(Beginning of Given records)

PR #410, opened 2020-10-10
Add ChainTime associated type

### LINKED ISSUE #51: Check header timestamp against timestamp module

adoerr:
Resolves #51


modules/ethereum/src/import.rs
```diff
@@ -31,13 +31,15 @@ use sp_std::{collections::btree_map::BTreeMap, prelude::*};
 /// we have NOT imported.
 /// Returns error if fatal error has occured during import. Some valid headers may be
 /// imported in this case.
-pub fn import_headers<S: Storage, PS: PruningStrategy>(
+#[allow(clippy::too_many_arguments)]
```
adoerr, line 34: I actually totally agree with clippy here. Some sort of 'import_ctx' struct should be introduced. This would kind of restructure the whole solution, though. So maybe this could/should be done as a separate issue.

modules/ethereum/src/import.rs
```diff
@@ -79,20 +82,22 @@ pub type FinalizedHeaders<S> = Vec<(HeaderId, Option<<S as Storage>::Submitter>)
 /// has returned true.
 ///
 /// Returns imported block id and list of all finalized headers.
-pub fn import_header<S: Storage, PS: PruningStrategy>(
+#[allow(clippy::too_many_arguments)]
```
adoerr, line 85: Same here.

modules/ethereum/src/lib.rs
```diff
@@ -326,6 +328,25 @@ pub trait PruningStrategy: Default {
 	fn pruning_upper_bound(&mut self, best_number: u64, best_finalized_number: u64) -> u64;
 }
 
+/// ChainTime represents the runtime on-chain time
+pub trait ChainTime: Default {
```
tomusdrw, line 332: Why do we need the `Default` bound?

modules/ethereum/src/lib.rs
```diff
@@ -326,6 +328,25 @@ pub trait PruningStrategy: Default {
...
+	/// Is a header timestamp ahead of the current on-chain time.
+	///
+	/// Check whether 'timestamp' is ahead (i.e greater than) the current on-chain
+	/// time. If so, return 'true', 'false' otherwise.
+	fn header_is_ahead(&self, timestamp: u64) -> bool;
```
tomusdrw, line 337:
```suggestion
	fn is_timestamp_ahead(&self, timestamp: u64) -> bool;
```
nit: such name would work a bit better for me, `is_` implies it returns `bool` and it just reads a bit better for me. Since we are passing `timestamp` not `header` I'd also change it too. Not super strong on this though, so just a suggestion.

modules/ethereum/src/lib.rs
```diff
@@ -366,6 +387,8 @@ pub trait Trait<I = DefaultInstance>: frame_system::Trait {
 	type FinalityVotesCachingInterval: Get<Option<u64>>;
 	/// Headers pruning strategy.
 	type PruningStrategy: PruningStrategy;
+	/// ChainTime is a provider for the runtime on-chain time
```
tomusdrw, line 390:
```suggestion
	/// Header timestamp verification against current on-chain time.
```

modules/ethereum/src/verification.rs
```diff
@@ -554,6 +574,27 @@ mod tests {
 		assert_ne!(default_verify(&header), Err(Error::TimestampOverflow));
 	}
 
+	#[test]
+	fn verifies_chain_time() {
+		// header is behind
+		let header = HeaderBuilder::with_parent(&genesis())
+			.timestamp(i32::min_value() as u64)
+			.sign_by(&validator(1));
+		assert_ne!(chain_time_verify(&header), Err(Error::HeaderTimestampIsAhead));
```
tomusdrw, line 583: I think the test would be more valuable if it did `assert_eq` on a concrete expected `Ok/Err` value. Now it might be passing, but for instance just because the header itself is completely malformed.

modules/ethereum/src/lib.rs
```diff
@@ -44,6 +44,8 @@ mod benchmarking;
 
 #[cfg(test)]
 mod mock;
+#[cfg(test)]
+mod mock_chain_time;
```
tomusdrw, line 48: I think I'd rather make `mock.rs` file a module and have `mock::chain_time` there to prevent too many mocks from polluting `src` directory, wdyt?

bin/rialto/runtime/src/kovan.rs
```diff
@@ -134,6 +135,17 @@ impl BridgePruningStrategy for PruningStrategy {
 	}
 }
 
+/// ChainTime provider
+#[derive(Default)]
```
tomusdrw, line 139:
```suggestion
#[derive(Default, RuntimeDebug)]
```

bin/rialto/runtime/src/kovan.rs
```diff
@@ -134,6 +135,17 @@ impl BridgePruningStrategy for PruningStrategy {
 	}
 }
 
+/// ChainTime provider
```
tomusdrw, line 138:
```suggestion
/// PoA Header timestamp verification against `Timestamp` pallet.
```

tomusdrw (commented):
Looks good to me! Couple of tiny grumbles left in the comments.

modules/ethereum/src/lib.rs
svyatonik: Would it be enough just to add `ConstChainTime` to existing `mock.rs` file?

modules/ethereum/src/lib.rs
adoerr: An instance of `ChainTime` is needed for the Dispatchables. Reasoning is that the `Default` bound would save everyone from having to implement `new()`. Or am I missing something here?

modules/ethereum/src/lib.rs
adoerr: Agreed `is_` is more canonical.

modules/ethereum/src/verification.rs
adoerr: Good point!

modules/ethereum/src/lib.rs
adoerr: Started with that. Just adding a `TestConstantChainTimeRuntime` to `mock.rs`. Ended up with some duplicate items. Since I don't like having multiple `mock` files myself, I will give it another try.

modules/ethereum/src/import.rs
adoerr: Done

modules/ethereum/src/lib.rs
```diff
@@ -326,6 +328,25 @@ pub trait PruningStrategy: Default {
 	fn pruning_upper_bound(&mut self, best_number: u64, best_finalized_number: u64) -> u64;
 }
 
+/// ChainTime represents the runtime on-chain time
+pub trait ChainTime: Default {
+	/// Is a header timestamp ahead of the current on-chain time.
+	///
+	/// Check whether 'timestamp' is ahead (i.e greater than) the current on-chain
+	/// time. If so, return 'true', 'false' otherwise.
```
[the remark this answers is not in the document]
adoerr: Done

modules/ethereum/src/lib.rs
svyatonik: Why would you need new test runtime (`TestConstantChainTimeRuntime`) at all? :) Could you just add `type ChainTime = ConstChainTime;` to the existing `TestRuntime`? :)

adoerr: My goal was, to first of all, not break any existing tests. I don't know, whether the constant time chosen will interfere with any assumptions of the existing test. Hence, the new runtime. Can give it a try with just one runtime and see how it goes.

svyatonik: I think most of tests will be fine. The rest needs to be adopted. I think it is better to have single test runtime - having separate runtime for every check is too much imo :)

adoerr: additional runtime removed.

modules/ethereum/src/lib.rs
```diff
@@ -326,6 +326,25 @@ pub trait PruningStrategy: Default {
...
+	///
+	/// Check whether `timestamp` is ahead (i.e greater than) the current on-chain
+	/// time. If so, return `true`, `false` otherwise.
+	fn is_timestamp_ahead(&self, timestamp: u64) -> bool;
+}
+
+/// ChainTime implementation for the empty type.
+///
+/// This implementation will allow a runtime without the timestamp pallet to use
+/// the empty type as it's ChainTime associated type.
```
HCastano, line 341:
```suggestion
/// the empty type as its ChainTime associated type.
```

HCastano (approved):
Looks good to me. Some small comments from Tomek should be fixed before merging though

bin/rialto/runtime/src/rialto_poa.rs
```diff
@@ -109,6 +110,17 @@ impl TPruningStrategy for PruningStrategy {
 	}
 }
 
+/// ChainTime provider
+#[derive(Default)]
+pub struct ChainTime;
+
+impl TChainTime for ChainTime {
```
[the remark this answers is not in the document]
adoerr: I was following the example of `PruningStrategy`. Will use `TChainTime` in both cases.

modules/ethereum/src/lib.rs
adoerr: Done

svyatonik (approved):
Thank you!

adoerr:
I did improve the unit test to assert against a concrete import context. Can I still push that change to the PR?

svyatonik:
@adoerr Sure!

modules/ethereum/src/verification.rs
adoerr: Done

tomusdrw (approved):
Awesome, thanks!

(End of Given records)

What to do: In the listing above, find the line containing "adoerr: My goal" and please quote exactly that line through the last one, and no other lines.

Response to the task:
adoerr: My goal was, to first of all, not break any existing tests. I don't know, whether the constant time chosen will interfere with any assumptions of the existing test. Hence, the new runtime. Can give it a try with just one runtime and see how it goes.

svyatonik: I think most of tests will be fine. The rest needs to be adopted. I think it is better to have single test runtime - having separate runtime for every check is too much imo :)

adoerr: additional runtime removed.

modules/ethereum/src/lib.rs
```diff
@@ -326,6 +326,25 @@ pub trait PruningStrategy: Default {
...
+	///
+	/// Check whether `timestamp` is ahead (i.e greater than) the current on-chain
+	/// time. If so, return `true`, `false` otherwise.
+	fn is_timestamp_ahead(&self, timestamp: u64) -> bool;
+}
+
+/// ChainTime implementation for the empty type.
+///
+/// This implementation will allow a runtime without the timestamp pallet to use
+/// the empty type as it's ChainTime associated type.
```
HCastano, line 341:
```suggestion
/// the empty type as its ChainTime associated type.
```

HCastano (approved):
Looks good to me. Some small comments from Tomek should be fixed before merging though

bin/rialto/runtime/src/rialto_poa.rs
```diff
@@ -109,6 +110,17 @@ impl TPruningStrategy for PruningStrategy {
 	}
 }
 
+/// ChainTime provider
+#[derive(Default)]
+pub struct ChainTime;
+
+impl TChainTime for ChainTime {
```
[the remark this answers is not in the document]
adoerr: I was following the example of `PruningStrategy`. Will use `TChainTime` in both cases.

modules/ethereum/src/lib.rs
adoerr: Done

svyatonik (approved):
Thank you!

adoerr:
I did improve the unit test to assert against a concrete import context. Can I still push that change to the PR?

svyatonik:
@adoerr Sure!

modules/ethereum/src/verification.rs
adoerr: Done

tomusdrw (approved):
Awesome, thanks!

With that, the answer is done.